L’auteur fait une courte revue de la littérature sur le tutorat dont je fais une sélection :

Glikman (1999) : l’encadrement des étudiants peut être envisagé selon les logiques de l’offre et de la demande (représentations, les motivations et les attentes de l’apprenant).
Hrimech (1999) : le choix d’une méthode d’encadrement pédagogique doit être déterminé autant par la matière (le contenu proposé), le type d’enseignant, les relations de celui-ci avec les étudiants, les caractéristiques des étudiants que par le contexte où cette méthode sera appliquée.
Moore (1993) : 3 ensnembles de variables pour l’autonomie : relation entre dialogue, structure et autonomie résumée ainsi : plus la structure est importante et plus le dialogue est faible dans un programme, plus l’apprenant aura à exercer son autonomie.
Power et al. (1994) : il « … n’y a pas qu’une seule façon d’encadrer des étudiants universitaires à distance et que chaque établissement d’enseignement supérieur à distance a développé sa propre formule en se basant sur les besoins de ses étudiants, les ressources disponibles, diverses considérations d’ordre géographique, culturel, etc. »
(cite p. 63).

Objet de la recherche

« Approfondir la problématique de l’offre et de la demande, du moins du côté de la demande, puisqu’elle vise les représentations des usagers face aux activités d’encadrement. » Plus spécifiquement, cette étude tente de déterminer les profils d’utilisation des activités d’encadrement selon trois thèmes, l’expérience en formation à distance, l’attitude face au tutorat et l’autonomie, du point de vue de l’étudiant.

Méthodologie

> Des entrevues réalisées auprès de 48 étudiants inscrits à six cours conçus pour la distance. Seules les sections des entrevues portant sur l’encadrement ont été analysées.
6 cours ont été retenus du fait de leur multimédiatisation.

Procédure

« Les entrevues ont été menées par cinq auxiliaires de recherche qui se sont partagées les 48 étudiants choisis dans les six cours. Chaque entrevue durait environ une heure. Elle se déroulait dans un lieu de rencontre convenant au sujet (lieu public ou privé). Les entrevues étaient enregistrées puis transcrites intégralement. Une synthèse de chaque entrevue a été réalisée puis soumise à l’étudiant concerné pour valider l’information retenue. »

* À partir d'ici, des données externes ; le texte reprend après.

PR #463, opened 2018-12-06
In discovery, ignore 'notPresent' interfaces

postilion:
During discovery, ignore all interfaces of type 'ethernetCsmacd'
which are described as 'notPresent'.

The CiscoSB class devices will pre-define phantom interface place-
holders in the MIB for any physical interface which /might/ be in
the stack.  In a large stack this may lead to hundreds of such
phantom interfaces, which just take up vertical space in the GUI
and rows in the DB.

By checking for type == ethernetCsmacd, we allow the Port-Channel
and Tunnel interfaces, which also get described as notPresent, to
appear.

### DIFF
--- a/lib/App/Netdisco/Worker/Plugin/Discover/Properties.pm
+++ b/lib/App/Netdisco/Worker/Plugin/Discover/Properties.pm
@@ -181,6 +181,13 @@ register_worker({ phase => 'early', driver => 'snmp' }, sub {
           next;
       }
 
+      # Skip physical interfaces which are physically 'notPresent'
+      if (defined $i_up->{$entry} and $i_up->{$entry} eq 'notPresent' and $i_type->{$entry} eq 'ethernetCsmacd') {
+          debug sprintf ' [%s] interfaces - ignoring %s (%s) (%s)',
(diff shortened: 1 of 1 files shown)


postilion:
@ollyg @netdisco/netdisco-developers 
Nick Nauwelaerts suggests adding a new config item,  "'ignore_nonpresent_types', since removing tunnel & portchannels seems tempting. also, this way if you dont want to ignore nonpresent interfaces you can define a blank list."  I'm inclined to agree with this, but since I am new to Dancer apps, it's not really clear to me how to proceed with that task.

I've looked over lib/App/Netdisco/Configuration.pm, and lib/auto/App/Netdisco/config.yaml, and that much looks straight forward, but before I start hacking away at it, could someone either bless this or warn me off?

Thanks!

JeroenvIS:
@postilion Good suggestion to skip these interfaces. And even better to have the check configurable, so that it's possible to skip it completely (empty type list) or also apply it to other interface types, like tunnels.

Looks like @inphobia already took care of your concern on how to proceed in #464 ;-)

ollyg:
Dupe of #464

« Le but et le déroulement de l’entrevue étaient expliqués au sujet au préalable, de même que ce qu’on entendait par activités d’encadrement. Les activités d’encadrement du cours se présentant sous forme de documents étaient en possession du sujet au moment de l’entrevue, sinon de la personne chargée de l’entrevue. Durant ces entrevues, chaque activité d’encadrement a été examinée en termes d’utilisation, d’utilité pour l’apprenant et des motivations à les utiliser. On posait des questions sur la fréquence d’utilisation et l’utilité des services du tuteur (téléphone, courriel, rétroaction lors de la notation) et des différents documents ou services proposés par l’établissement ou les concepteurs de cours. »

« Les activités d’encadrement comprenaient le guide de l’étudiant, les lettres du professeur et du registraire remises au début du cours, la feuille de route, l’aide-mémoire, l’agenda ou l’échéancier, le bottin électronique, les échanges avec le tuteur par courriel et par téléphone, les rencontres de groupe, les laboratoires, les conférences télématiques, les audioconférences, les rétroactions sur les travaux notés et les activités ponctuelles initiées par les participants […]. Ces activités d’encadrement ont été identifiées à partir des travaux de Dionne et al. (1999).

Analyse

« L’analyse a été faite par l’auteur qui ne participait pas au projet au moment de la réalisation des entrevues. Les transcriptions des entrevues et des synthèses d’entrevues des auxiliaires ont été lues une première fois. Le
texte brut des synthèses et des entrevues a été analysé à l’aide du logiciel d’analyse de texte QSR Nudist version 4.0. Des unités de sens ont été extraites des textes et placées dans un document lui-même analysé. Une unité
de sens prenait la forme d’une position prise par l’étudiant sur l’utilisation, l’utilité ou la motivation à utiliser une activité d’encadrement. Par exemple, une unité de sens se rapportant au thème « autonomie » serait : « Je n’ai eu
aucun contact, aucun, d’aucune façon que ce soit avec le tuteur, mais je suis habituée à faire ma petite affaire ». Ces unités de sens ont servi à créer des thèmes à partir desquels les profils étudiants ont été déterminés. Plusieurs thèmes ont été identifiés à partir des unités de sens lors de la première lecture des entrevues et des synthèses d’entrevues. Par la suite, seuls les trois thèmes dont les unités de sens apparaissaient dans toutes les entrevues ou synthèses d’entrevues ont été conservés. Ces trois thèmes touchant les activités d’encadrement sont : l’expérience en formation à distance, l’attitude face au tutorat et l’autonomie. »

Résultats

L’auteur livre des données statistiques brutes : caractéristiques de la population (âge, sexe…), expérience en formation à distance…et rend compte des entretiens en fonction de l’expérience et de l’inexpérience.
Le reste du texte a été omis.